For exposure age calculations we used default settings in Version 2.0 of the CRONUScalc programme⁴⁴. This is the product of the CRONUS-Earth collaboration that allows for all commonly used nuclides to be calculated using the same underlying framework, resulting in internally consistent cross-nuclide calculations for exposure ages, erosion rates and calibrations. The exposure ages were calculated using a ¹⁰Be half-life of 1.387 Ma (refs 45, 46), an ²⁶Al half-life of 0.705 Ma (ref. 47), and a ³⁶Cl half-life of 0.301 Ma. The CRONUS-Earth production rates^44,48,49 with the nuclide-dependent scaling of Lifton–Sato–Dunai⁵⁰ were used to calculate the ages presented in the paper. Sea level and high latitude production rates are 3.92±0.31 atoms per g per a for ¹⁰Be, 28.5±3.1 atoms per g per a for ²⁶Al, 56.0±4.1 atoms per (g Ca) per a⁻¹ for ³⁶Cl–Ca and 759±180 neutrons per (g air) per a⁻¹ for ³⁶Cl–P_f(0). The sample had very low Cl (15.6 p.p.m.), so the choice of P_f(0) does not change the age.
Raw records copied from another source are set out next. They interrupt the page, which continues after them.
PR #73, opened 2017-08-30
0024: Fast-Failover SDK

daschl:


daverigby:
Proposal looks reasonable to me. 

One comment is that we have a (undocumented, only used by one or two customers) feature where kv_engine can de-duplicate identical cluster_config maps if it hasn't changed since the last not-my-bucket.

This is described in MB-17506 and was first added in 4.5.0. 

I mention this not for any specific reason, just that in the context of efficiently handling config changes we might want to allow individual clients to opt-in to this feature - currently it's enabled globally for memcached.

Relevant patches: 
* http://review.couchbase.org/58887
* http://review.couchbase.org/60705

daschl:
@daverigby thanks **very much** for the feedback! Actually I think that config deduplication is something we should look across the board in the SDKs since it can help in general. I'll bring it up once all the spock-scrambling is complete :)

PR #79, opened 2017-12-08
Added IPv6 information to Connection String RFC.

brett19:


rfc/0011-connection-string.md
```diff
@@ -47,6 +47,9 @@ _couchbase._tcp.* (for non-secured memcached)
 _couchbases._tcp.* (for SSL-secured memcached)
 
 
+### IPv6 Addresses
+IPv6 addresses will be specified following the IETF RFC-2732 document.  The literal address will be enclosed within "[" and "]" characters to disambiguate a IPv6 octal separator and an explicit port.  Note that IPv4 addresses written in IPv6 notation (i.e. ::192.9.5.5, ::ffff:192.0.2.128) should still be resolved as IPv4 addresses within a client.
```
ingenthr: Technically speaking RFC-2732 is about URLs and RFC-5952 is about textual IP address representation.  Since connstr doesn't conform to URL in all cases (the comma one), better add RFC-5952 to the list.

rfc/0011-connection-string.md
```diff
@@ -64,9 +67,12 @@ All key/value pairs should use lower-case, underscore seperated names.
   - http://fqdn
   - http://fqdn?key=value
   - couchbases://fqdn
+  - couchbase://[3ffe:2a00:100:7031::1]
```
ingenthr: Should add an IPv6 example after line 64 and line 65 above, right?  These are the RFC-5952 examples.

rfc/0011-connection-string.md
brett19: I think RFC-5952 is a given here, there is no other method for specifying an IPv6 address that any reasonable (or unreasonable really) person might try to use (note that we don't refer to the IPv4 RFC here either :D).
I specified RFC-2732 as it is relatively generic and only specifies how to encode an IPv6 address for use as a hostname, nothing which conflicts between the URL and Connection Spec RFCs.  I additionally included the most relevant portion of RFC-2732 beneath it to reduce clicks-to-understanding.

rfc/0011-connection-string.md
brett19: What additional examples would I be adding?

ingenthr: There are no examples of how you'd do comma separated multiple hosts with IPv6, but there are examples with dotted quads and even dotted quads with port numbers.

brett19:
Updated to correctly indicate that the IPv6 implementation is similar but not identical to the IETF RFC.  Included some additional new examples.

brett19:
I didn't want to reference RFC-5952 as it only mentions the "[]" version in an arbitrary example, but then references RFC-3986 for the specifics on how that logic works (which is what RFC-2732 is actually updating).

daschl:
@brett19 good to go!

PR #95, opened 2019-11-01
Resolve inconsistencies in description of signature calculation

dnault:
* Specified that the Base64 encoder must emit padding if applicable.
* Removed conflicting/incorrect specification for signature calculation.

### DIFF
--- a/rfc/0032-field-level-encryption.md
+++ b/rfc/0032-field-level-encryption.md
@@ -283,10 +283,11 @@ Where:
 | ------------- |:-------------:|
 |PREFIX | Prefix for temporary field that holds content of encrypted field. This should be configurable so that naming conflicts can be easily resolved at the application level. The default is “crypt”.|
 |FIELDNAME |The original name of the field that contained the data to be encrypted |
+|BASE64() | Standard Base64 encoding. The results MUST include padding if applicable. Padding is required because the encoded results are included in signature calculation, which must be consistent across implementations.|
 |“kid”| The “key-identifier” for resolving the key used to decrypt/encrypt from the KeyStore. See section on Key Management above.|
 |“alg” |The algorithm used to encrypt/decrypt. |
 |“ciphertext” | A Base64 encoded string that is the value from the field that has been encrypted.|
-|“sig”|Optional, required for AES. The HMAC signature of the following fields concatenating and then base64 encoding them: “alg”, “iv”, and “ciphertext”. Order is important and must be respected across all implementations |
+|“sig”|Optional, required for AES. The HMAC signature, calculated as described above. |
 |“iv”|Optional, required by AES. The Base64 encoded initialization vector used for the cipher-text. |
 
 The purpose for the temporary field for storing the encrypted data is so that we store the encrypted data as a string; if we chose to store in the original field, there may be a type-mismatch if the field type was say a integer. For strongly typed languages this may cause an exception or error when deserializing and the string value is assigned to its original property.
@@ -728,16 +729,24 @@ There are a few items out of scope at this time for v1.0, however they very much
   * Algorithm upgrading - for example going from AES-256 to AES-512
   * Support for KMIP based key stores
 
+
+## Changelog
+
+YYYY-MM-DD Initial draft publication
+
+2019-10-31
+* Specified that the Base64 encoder must emit padding if applicable.
+* Removed conflicting/incorrect specification for signature calculation.
+
+
 ## Sign Off
 
 |Language |Representative |Date |
-|:--- |:--- |:--- |--- |
+|--- |--- |--- |
 |C|Sergey Avseyev|2018-06-25|
 |Go|Brett Lawson|2018-06-25|
 |Java|Subhashni Balakrishnan| - |
 |.NET|Jeff Morris|2018-06-22|
 |NodeJS|Brett Lawson|2018-06-25|
 |PHP|Sergey Avseyev|2018-06-25|
-|Python|Ellis Breen|22/6/2018|
-
-
+|Python|Ellis Breen|2018-06-22|


rfc/0032-field-level-encryption.md
```diff
@@ -283,10 +283,11 @@ Where:
 | ------------- |:-------------:|
 |PREFIX | Prefix for temporary field that holds content of encrypted field. This should be configurable so that naming conflicts can be easily resolved at the application level. The default is “crypt”.|
 |FIELDNAME |The original name of the field that contained the data to be encrypted |
+|BASE64() | Standard Base64 encoding. The results MUST include padding if applicable. Padding is required because the encoded results are included in signature calculation, which must be consistent across implementations.|
 |“kid”| The “key-identifier” for resolving the key used to decrypt/encrypt from the KeyStore. See section on Key Management above.|
 |“alg” |The algorithm used to encrypt/decrypt. |
 |“ciphertext” | A Base64 encoded string that is the value from the field that has been encrypted.|
-|“sig”|Optional, required for AES. The HMAC signature of the following fields concatenating and then base64 encoding them: “alg”, “iv”, and “ciphertext”. Order is important and must be respected across all implementations |
+|“sig”|Optional, required for AES. The HMAC signature, calculated as described above. |
```
jeffrymorris: This would be a breaking change I believe between SDK2 and SDK3, would it not?

rfc/0032-field-level-encryption.md
```diff
@@ -283,10 +283,11 @@ Where:
 | ------------- |:-------------:|
 |PREFIX | Prefix for temporary field that holds content of encrypted field. This should be configurable so that naming conflicts can be easily resolved at the application level. The default is “crypt”.|
 |FIELDNAME |The original name of the field that contained the data to be encrypted |
+|BASE64() | Standard Base64 encoding. The results MUST include padding if applicable. Padding is required because the encoded results are included in signature calculation, which must be consistent across implementations.|
```
jeffrymorris: I think we elected to not support padding sometime back?

rfc/0032-field-level-encryption.md
brett19: The 'as described above' is reflecting that there is a description of this field directly above the table already.  We should make sure that the algorithm reflected above actually mirrors the implementation that ended up in the RFCs though.

rfc/0032-field-level-encryption.md
brett19: I agree that we should clarify whether the base64 encoding should be padded or not in this RFC, but we do need to identify which strategy we used in the original implementation and use that.  @dnault can you confirm that the 'MUST include padding' text reflects the existing implementations?

rfc/0032-field-level-encryption.md
```diff
@@ -728,16 +729,24 @@ There are a few items out of scope at this time for v1.0, however they very much
...
+2019-10-31
+* Specified that the Base64 encoder must emit padding if applicable.
+* Removed conflicting/incorrect specification for signature calculation.
+
+
 ## Sign Off
 
 |Language |Representative |Date |
-|:--- |:--- |:--- |--- |
+|--- |--- |--- |
```
brett19: Why are you removing the alignment specifiers?

rfc/0032-field-level-encryption.md
```diff
@@ -728,16 +729,24 @@ There are a few items out of scope at this time for v1.0, however they very much
   * Algorithm upgrading - for example going from AES-256 to AES-512
   * Support for KMIP based key stores
 
+
+## Changelog
+
+YYYY-MM-DD Initial draft publication
```
brett19: YYYY-MM-DD should be specified and can be determined vaguely based on when this was first contributed to Git.

rfc/0032-field-level-encryption.md
brett19: For reference, the Node.js implementation is:
BASE64(HMAC_SHA256(hmacKey, kid + alg + iv + ciphertext))
Hopefully this is reflected by other SDKs considering it wouldn't make a lot of sense to be BASE64 encoding the contents of an HMAC signature, they should just be concatenated.

rfc/0032-field-level-encryption.md
brett19: For reference, the Node.js implementation does pad the base64, however based on the above-mentioned implementation of the signature generation, and the fact that the signature is used as a top-level construct, it shouldn't actually matter to the SDK if it is padded or not.  We should probably specify a "MUST include padding" or "MUST exclude padding" on the encode side, and a "MUST not care about padding" on the decode side.

jeffrymorris: We do use padding.

rfc/0032-field-level-encryption.md
dnault: I agree it makes no sense to Base64 encode the signature components. Unfortunately, the Java implementation Base64 encodes the IV and ciphertext when calculating the signature. It's probably doing this because the RFC says:

>The value of sig can be computed as follows:
>
>```
>sig = BASE64(HMAC256(kid + alg + BASE64(iv) + BASE64(ciphertext))))
>```

For what it's worth, the example signatures in [this section of the RFC](https://github.com/couchbaselabs/sdk-rfcs/blob/master/rfc/0032-field-level-encryption.md#ciphers) can only be matched if the IV and ciphertext are Base64 encoded when calculating the signature.

dnault: I think the way forward is probably to update the RFC to match what .Net and Node.js are doing. The Java implementation can be updated to generate the correct signature but accept both versions.

rfc/0032-field-level-encryption.md
dnault: Because I am dumb and didn't know that's what they were. The important change on this line is to remove the extra  column, since the table data only has 3 columns, and putting 4 columns in the header caused the table to render incorrectly.

rfc/0032-field-level-encryption.md
jeffrymorris: @dnault - that is a bug in the RFC, it should be `sig = HMAC256(BASE64(kid + alg + iv + ciphertext))`

dnault:
Closing as "invalid" since the edit I proposed is not consistent with how implementations are actually supposed to generate signatures, and @jeffrymorris has volunteered to update the RFC with correct examples.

The use of Lal/Stone^51,52 scaling does not change the conclusions of the paper. If Be ages are calculated using the Lal/Stone scaling model, most ages (>1 ka and <1 Ma) range from 1.8 to 3.8% older, with an average of 2.8%. Older samples (>1 Ma) average 4.6% older. For Al samples, most ages range from 5.3 to 8.7% older, with an average of 6.9%; older samples are 11.5% older. The Cl age is 11% older using Lal/Stone scaling. Rock density is assumed 2.7 g cm⁻³ for quartz-bearing erratics and 2.5 g cm⁻³ for limestone; the attenuation length used is 153±10 g cm⁻². No corrections are made for rock surface erosion or snow cover and thus exposure ages are minimal. Finally, we make no attempt to account for production-rate variations caused by elevation changes associated with glacial isostatic adjustment of the massif through time. Any glacial isostatic uplift would cause the exposure ages to be too young. However, we note that glacial isostatic adjustment in this area is low²⁷, and the effect would be minimal on the youngest ages.

Data availability

The authors declare that the data supporting the findings of this study are available within the article and its Supplementary Information and data files. Any further data or information is available on request from the corresponding author (A.S.H.).